Judge Linn, who concurred in the judgment of unpatentability but wrote a separate opinion, thought that the Sequenom method might be distinguishable from the one in Mayo. Before this invention, “no one was amplifying and detecting paternally-inherited cffDNA using the plasma or serum of pregnant mothers,” whereas in Mayo the method claimed “the very steps doctors were already doing.” But even he felt compelled to concede that “the sweeping language” of Mayo required rejection of the Sequenom method.
The larger point of the case is that the Federal Circuit has surrendered in the subject matter war. For several years, a number of Federal Circuit judges tried to resist the Supreme Court, arguing for the longstanding approach of letting almost everything in under section 101’s hurdle and leaving the real scrutiny to sections 102 (novelty) and 103 (obviousness). But the Supreme Court has now said unanimously in three different contexts—medical methods (Mayo), genes (Myriad), and computerized business methods (Alice)—that section 101 has to be taken seriously as an initial and significant criterion. The Federal Circuit seems finally to have abandoned the fight.
Practical Implications for Life Sciences
- The business method cases make the critical legal point that computerized versions of established processes should not be patentable. Simply making a calculation or other process faster and more efficient is not enough. Instead, the computerized process must be solving a technological or other tangible problem.
- This poses a particular barrier to patenting analytical methods in bioinformatics. From the law’s perspective, a statistical analysis—however complex or innovative—is an abstract idea or law, and probably also involves laws of nature. Thus, to be patentable subject method the new method must do more than simply automate or accelerate the analysis.
- To reinforce the previous point: algorithms by themselves—again, however complex or innovative—are always treated as laws of nature. This means that the creation of a new bioinformatics algorithm cannot, in and of itself, lead to a patentable invention.
- It is very difficult to envision a new method of data analysis that will clear the new and significantly higher subject matter bar.
- Ariosa v. Sequenom makes the broader point that the bar is also higher for other methods of diagnosis or analysis of medical data.
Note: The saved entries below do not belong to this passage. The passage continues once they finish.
PR #852, opened 2026-09-14
Expose the size of the rendered area to Lua

### LINKED ISSUE #845: Inputs.GetMousePos returns editor window coordinates in play mode
## Description
When playing in the editor, `Inputs.GetMousePos()` returns the cursor position relative to the whole editor window instead of the Game View.

It uses `InputManager::GetMousePosition`, which reads the cursor position of the editor window, while the game is rendered inside the Game View panel. The Scene View already removes the panel offset from the mouse position for picking and gizmos, but nothing does it for scripts. In a built game, the window and the rendered area are the same, so the position is correct there.

Any script using the mouse position against what is rendered (UI, crosshair, custom picking) is offset in the editor.

## To Reproduce
1. Create a script with the following content:
```lua
local MousePrinter = {}

function MousePrinter:OnUpdate(deltaTime)
    if Inputs.GetMouseButtonDown(MouseButton.BUTTON_LEFT) then
        local position = Inputs.GetMousePos()
        Debug.Log("Mouse position: " .. position.x .. ", " .. position.y)
    end
end

return MousePrinter
```
2. Add the script to any actor of the scene
3. Press Play
4. Click near the top-left corner of the Game View
5. See that the logged position is far from 0, 0 (it matches the position of the Game View in the editor window)

## Expected behavior
While playing in the editor, `Inputs.GetMousePos()` returns the position relative to the top-left corner of the Game View, the same way it works in a built game.

## Screenshots
N/A

### LINKED ISSUE #846: Expose the size of the rendered area to Lua
Scripts have no way to know the size of the area the game is rendered into. In a built game this is the window, and in the editor it's the Game View, which usually doesn't match the resolution set in the project settings.

Anything working in screen space needs this size : converting the mouse position, placing things relative to the screen edges, or matching the canvas size computed by the engine. The only option right now is to hardcode a resolution, which is wrong in the editor and also breaks as soon as the game window is resized (#837).

## Expected solution
A Lua function returning the size of the rendered area, for example `Inputs.GetViewportSize()` next to `Inputs.GetMousePos()`:
- in a built game, it returns the window size, which is already the render size (`Game.cpp`)
- in the editor, it returns the size used to render the Game View (`AView::GetSafeSize`)

This goes with #845, since the Game View already knows its position and size : the mouse offset and this size could come from the same place.

Gopmyc:
## Description
Makes `Inputs.GetMousePos()` relative to the Game View while playing in the editor, and adds `Inputs.GetViewportSize()`, returning the size of the area the game is rendered into:
- Editor: the Game View mouse position (`AView::GetMousePosition`) and size (`AView::GetSafeSize`), provided by `GameView` through `InputHelpers`.
- Built game: the window mouse position and size, used when no provider is set.

`SceneView` now uses `AView::GetMousePosition` for gizmos and picking instead of duplicating the conversion.

## Related Issue(s)
Fixes #845
Fixes #846

## Review Guidance
- Uses `Window::GetSize` rather than `GetFramebufferSize`, to stay in cursor coordinates on HiDPI screens.
- A closed, collapsed or hidden Game View returns its last known size, like `DebugSceneRenderer`. The size is 0 if the view was never shown or the game window is minimized.

## Screenshots/GIFs
N/A

## AI Usage Disclosure
N/A

## Checklist


adriengivry (approved):
LGTM, code and functionality is sound!

Before merging we should update the description. My understanding is that this PR fixes 2 issues:
#845 and #846.

Some sentence don't make sense to me:
> It reuses the InputHelpers provider pattern from https://github.com/Overload-Technologies/Overload/issues/845

#845 being an issue, there is no reusing of a pattern.

PR #854, opened 2026-09-19
Fix lost key/mouse events and scroll accumulation within a frame (#847)

### LINKED ISSUE #847: Clicks, key presses and wheel notches get lost within a frame
## Description
`InputManager` only keeps the last state of each key and mouse button for the current frame. When a button is pressed and released before the next update, only the release is left, so `Inputs.GetMouseButtonDown` and `Inputs.GetKeyDown` never return true for that press.

The mouse wheel has a similar issue: `OnMouseScroll` replaces the offset instead of adding to it, so several notches received during the same frame count as one.

It's easy to miss at a high frame rate, but a quick tap on a touchpad or a fast wheel spin is enough to trigger it, and it gets worse when the frame rate drops.

## To Reproduce
1. Create a script with the following content:
```lua
local InputLogger = {}

function InputLogger:OnUpdate(deltaTime)
    if Inputs.GetMouseButtonDown(MouseButton.BUTTON_LEFT) then
        Debug.Log("Left button down")
    end

    if Inputs.GetMouseButtonUp(MouseButton.BUTTON_LEFT) then
        Debug.Log("Left button up")
    end

    local scroll = Inputs.GetMouseScroll()

    if scroll.y ~= 0 then
        Debug.Log("Scroll: " .. scroll.y)
    end
end

return InputLogger
```
2. Add the script to any actor of the scene
3. Press Play
4. Tap quickly on a touchpad a few times, then spin the mouse wheel fast
5. See that some taps only log "Left button up", and that fewer scroll values are logged than wheel notches

## Expected behavior
Every press is reported by `GetMouseButtonDown` and `GetKeyDown`, even when the release happens in the same frame, and the scroll offsets received during a frame are added together.

## Screenshots
N/A

Element119rd:
## Description
Fixes the input handling bug reported in #847, where clicks, key presses, and mouse wheel notches get lost within a single frame. 

### Changes
-- Replaced single state event maps in InputManager with separate per-frame flag maps (m_keyPressed, m_keyReleased, m_mouseButtonPressed, m_mouseButtonReleased).
-- Changed OnMouseScroll to accumulate deltas (+=) instead of overwriting.
-- Updated ClearEvents() to reset scroll vector and clear frame flags.
-- Kept public API signature unchanged.

## Related Issue(s)
Fixes #847

## Review Guidance
Main changes are in InputManager.cpp / .h.
ClearEvents() logic remains tied to the end-of-frame tick,

### How to test
1. Build the project.
2. Add the repro script from the issue to any actor, press Play.
3. Tap quickly on a touchpad a few times , each tap should log both `Left button down` and `Left button up`.
4. Spin the mouse wheel fast , logged scroll values should reflect the sum of notches received during the frame, 
5. verify normal held keys/buttons still behave correctly.

## Screenshots/GIFs
none!

## AI Usage Disclosure
none!

## Checklist


Sources/OvWindowing/include/OvWindowing/Inputs/InputManager.h
```diff
@@ -101,8 +101,12 @@ namespace OvWindowing::Inputs
 		OvTools::Eventing::ListenerID m_mouseButtonReleasedListener;
 		OvTools::Eventing::ListenerID m_mouseScrollListener;
 
-		std::unordered_map<EKey, EKeyState> m_keyEvents;
-		std::unordered_map<EMouseButton, EMouseButtonState> m_mouseButtonEvents;
+		std::unordered_map<EKey, bool> m_keyPressed;
```
adriengivry: Since we never use explicit key storing with false, we could use an `std::unordered_set` instead, which will also allow for faster access with `std::unordered_set::contains()`.

This applies to other events as well.

adriengivry (changes requested):

Sources/OvWindowing/include/OvWindowing/Inputs/InputManager.h
Paaanaaamaaa: done. I applied it to all four perframe containers.

Sources/OvWindowing/include/OvWindowing/Inputs/InputManager.h
```diff
@@ -1,12 +1,13 @@
 /**
+/This is InputManager.h
```
adriengivry: ? 😅

Sources/OvWindowing/src/OvWindowing/Inputs/InputManager.cpp
```diff
@@ -1,4 +1,5 @@
 /**
+/This is InputManager.cpp
```
adriengivry: ? 😅

Paaanaaamaaa: I was just changing some file names so i left this comment on them.

Sources/OvWindowing/include/OvWindowing/Inputs/InputManager.h
Paaanaaamaaa: that was a leftover i forgot to remove.😅

adriengivry (approved):

PR #1635, opened 2020-10-29
Fixed issue #14558: No difference shown for auto set Permission in survey

Shnoulle:
Dev: html have great feature … best is to use it


Shnoulle:
Capture d’écran du 2020-10-29 11-11-21

PR #1638, opened 2020-11-02
Fixed issue #16817: Missing MIME type check on survey import

bataineh:
Fixed issue #16817: fix bypassing-file-upload-restrictions in import survey
Dev:

### DIFF
--- a/application/controllers/admin/surveyadmin.php
+++ b/application/controllers/admin/surveyadmin.php
@@ -1186,7 +1186,7 @@ class SurveyAdmin extends Survey_Common_Action
                 } elseif (!in_array(strtolower($sExtension), array('lss', 'txt', 'tsv', 'lsa'))) {
                     $aData['sErrorMessage'] = sprintf(gT("Import failed. You specified an invalid file type '%s'."), CHtml::encode($sExtension));
                     $aData['bFailed'] = true;
-                }elseif(!in_array($mimeType,['text/tab-separated-values','text/plain'])){
+                }elseif(!in_array($mimeType,['text/tab-separated-values','text/plain','application/xml','application/zip','text/xml'])){
                     $aData['sErrorMessage'] = sprintf(gT("Import failed. You specified an invalid file type '%s'."), CHtml::encode($mime));
                     $aData['bFailed'] = true; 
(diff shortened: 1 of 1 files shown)


Shnoulle:
We have a file helper, maybe we can use it ? https://github.com/LimeSurvey/LimeSurvey/blob/master/application/core/LSFileHelper.php


The type must be checked after error and extension (in my opinion) 

Did we really need `'application/octet-stream'` ? 

Can your report an issue on our mantis please ? https://github.com/LimeSurvey/LimeSurvey/blob/master/CONTRIBUTING.md#getting-started

Shnoulle:
You can report as our mantis ? 
https://bugs.limesurvey.org/

bataineh:
https://bugs.limesurvey.org/view.php?id=16817

olleharstedt:
Not really a security issue if it's impossible to rename files.

Shnoulle:
> Not really a security issue if it's impossible to rename files.

Maybe but you put an exe file in tmp directory and don't delete it, right : random name still there. But moved to LimeSurvey tmp

c-schmitz (approved):

application/controllers/admin/surveyadmin.php
```diff
@@ -1183,6 +1186,9 @@ public function copy()
                 } elseif (!in_array(strtolower($sExtension), array('lss', 'txt', 'tsv', 'lsa'))) {
                     $aData['sErrorMessage'] = sprintf(gT("Import failed. You specified an invalid file type '%s'."), CHtml::encode($sExtension));
                     $aData['bFailed'] = true;
+                }elseif(!in_array($mimeType,['text/tab-separated-values','text/plain'])){
```
Shnoulle, line 1189: Arg … unsure  on : 

- lss : `application/xml` or `text/xml`
- lsa : `application/zip`

?

c-schmitz: good question - not sure, either.

Shnoulle: Must test ;) with different server … :/

olleharstedt: Merged without resolving this?

PR #1639, opened 2020-11-02
Fixed issue: wrong port and TLS description in bounce email/smtp settings

ViliusS:
Dev: As per imap_open() manual {hostname/ssl} could be actually both SSL or implicit TLS connection depending on PHP configuration/version, which almost always uses standard IMAPS/POP3S ports. And {hostname/tls} means that a client requires a server to allow STARTTLS which usually runs on the same port as plain text IMAP/POP3. Make sure we won't set wrong port here if an administrator didn't specify one.

Dev: The same goes for SMTP connection and PHPMailer library. If "tls" is specified the SMTPSecure option in the library initiates STARTTLS support not the implicit TLS connection, see https://github.com/PHPMailer/PHPMailer/blob/master/src/PHPMailer.php#L2024

Dev: While at it, inform administrators that not using SSL/TLS or StartTLS makes a connection very insecure.

Dev: Also, make values lowercase as most of their default options in the code are lowercase.

The fix should be compatible with LS3.x branch.

### DIFF
--- a/application/controllers/admin/tokens.php
+++ b/application/controllers/admin/tokens.php
@@ -99,13 +99,13 @@ class tokens extends Survey_Common_Action
                 $hostname       = getGlobalSetting('bounceaccounthost');
                 $username       = getGlobalSetting('bounceaccountuser');
                 $pass           = LSActiveRecord::decryptSingle(getGlobalSetting('bounceaccountpass'));
-                $hostencryption = strtoupper(getGlobalSetting('bounceencryption'));
+                $hostencryption = strtolower(getGlobalSetting('bounceencryption'));
             } else {
                 $accounttype    = strtoupper($thissurvey['bounceaccounttype']);
                 $hostname       = $thissurvey['bounceaccounthost'];
                 $username       = $thissurvey['bounceaccountuser'];
                 $pass           = LSActiveRecord::decryptSingle($thissurvey['bounceaccountpass']);
-                $hostencryption = strtoupper($thissurvey['bounceaccountencryption']);
+                $hostencryption = strtolower($thissurvey['bounceaccountencryption']);
             }
 
             @list($hostname, $port) = explode(':', $hostname);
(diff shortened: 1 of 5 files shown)


application/controllers/admin/tokens.php
```diff
@@ -153,13 +149,13 @@ public function bounceprocessing($iSurveyId)
 
             switch ($hostencryption) // novalidate-cert to have personal CA , maybe option.
```
c-schmitz, line 150: Because you switched to lowercase settings you must make sure that you convert the setting to lowercase first before comparing here.

application/views/admin/token/bounce.php
```diff
@@ -98,9 +98,9 @@
                                         'name' => 'bounceaccountencryption',
                                         'value'=> $settings['bounceaccountencryption'] ,
```
c-schmitz, line 99: Same here.

application/views/admin/globalsettings/_email.php
```diff
@@ -64,9 +64,9 @@
                     'name' => 'emailsmtpssl',
                     'value'=> getGlobalSetting('emailsmtpssl') ,
```
c-schmitz, line 65: Maybe here, too?

c-schmitz (changes requested):

application/controllers/admin/tokens.php
ViliusS: $hostencryption is converted on Line 102 and Line 108 above. The same lines which were used to convert to uppercase. I didn't change the logic.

Judge Linn’s effort to distinguish that case from Mayo seemed persuasive, but in the end he could not even persuade himself.
These developments could be bad news or good, depending on who you are. If your business model depends on having exclusive rights to an analytical or medical method, the news is bad. Such method patents will be extremely hard to get, and existing patents may be invalidated if you sue someone for infringement. (An infringement defendant can defend itself by arguing that it is not actually infringing the patent, or by proving that the plaintiff’s patent was wrongly issued and is invalid.) But for those whose business or research may be threatened by these kinds of patents held by others, the news is all good. Patentees will be less likely to sue for infringement, and those who do get sued will have a clear avenue of defense.